* _SUPPLIED ENTRIES_
PR #15129, opened 2023-07-11
Fix missing first SAPI5 utterance after silence

### LINKED ISSUE #15082: Losing speech when using SAPI5 if speech has not occurred for some time
### Steps to reproduce:
1. Run an NVDA snapshot that uses WASAPI (the latest Alpha exhibitted this behavior the last time I tried)
2. Switch to SAPI5 and use NVDA normally.
### Actual behavior:

NVDA should speak normally, but after waiting about 30 seconds to a minute without taking any action, I seem to lose speech for a few seconds, and it recovers when I continue to interact with the system. This only seems to happen when using WASAPI.
### Expected behavior:

Just like when using NVDA without WASAPI, the expected result is that no matter how much time has past since I've pressed a key that I wouldn't lose speech.
This was running NVDA from the launcher.
#### NVDA version:
This happened with alpha-28507,3f89b600, but I have not tried it with the snapshot released on June 30.
#### Windows version:
Windows 11 21H2 (10.0.22000). I am not sure if other Windows versions are affected, as I have not had a chance to extensively test it on my other systems not running 11.
The only other installed items of note are that I'm using some other SAPI5 voices, but I think this also would affect the Microsoft voices.
Yes.
NVDA 2023.1 does not exhibit this behavior as it does not support WASAPI. Additionally, with add-ons disabled the issue still shows up.
Yes.
Yes.

LeonarddeR:
### Link to issue number:
Fixes #15082 

### Summary of the issue:
The first utterance after around 10 seconds of silence with a SAPI5 synth is not spoken.

Issue does no longer occur.

Since #14759 we are modifying some window messages in our process. This includes setting the SMTO_ABORTIFHUNG flag. I was able to pinpoint that setting this flag to a message of type WM_APP caused this particular issue with SAPI5. Therefore I excluded this range of messages (WM_APP through 0xBFFF).

### Testing strategy:
Tested that NVDA with SAPI5 no longer stays silent when pressing down arrow on the desktop after more than 10 seconds of silence.

None known.

### Change log entries:
None needed.

### Code Review Checklist:

  - description is up to date
  - change log entries
- [x] Testing:
  - Unit tests
  - System (end to end) tests
  - Manual testing
- [x] Documentation:
  - User Documentation
  - Speech 
  - Braille
  - Low Vision
  - Different web browsers

### DIFF
--- a/nvdaHelper/local/nvdaHelperLocal.cpp
+++ b/nvdaHelper/local/nvdaHelperLocal.cpp
@@ -97,8 +97,11 @@ LRESULT cancellableSendMessageTimeout(HWND hwnd, UINT Msg, WPARAM wParam, LPARAM
 		SetLastError(ERROR_CANCELLED);
 		return 0;
 	}
-
-	fuFlags |= SMTO_ABORTIFHUNG;
+	if (Msg < WM_APP || Msg > 0xBFFF) {
+		// Message in the range 0x8000 through 0xBFFF are available for applications to use as private messages.
+		// Setting the SMTO_ABORTIFHUNG for these messages is known to cause problems, for example with SAPI5 (#15082)
+		fuFlags |= SMTO_ABORTIFHUNG;
+	}
 	fuFlags &= ~SMTO_NOTIMEOUTIFNOTHUNG;
 
 	if (uTimeout > 10000) {


jcsteh (approved):
Bizarre. I guess Windows thinks the SAPI5 thread is hung even though it's still processing messages? How is that possible? 😕

I can't see any problem with this. At worst, we won't return immediately for messages in the WM_APP range if an app hangs, but they'll still be cancellable by watchdog.

michaelDCurran (approved):
Thanks :)

michaelDCurran:
I can confirm this is no longer a problem on my machine.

* _TASK REQUIREMENTS_
If a line of the listing above holds the string "approved", copy it.

* _WRITTEN RESPONSE_
jcsteh (approved):
michaelDCurran (approved):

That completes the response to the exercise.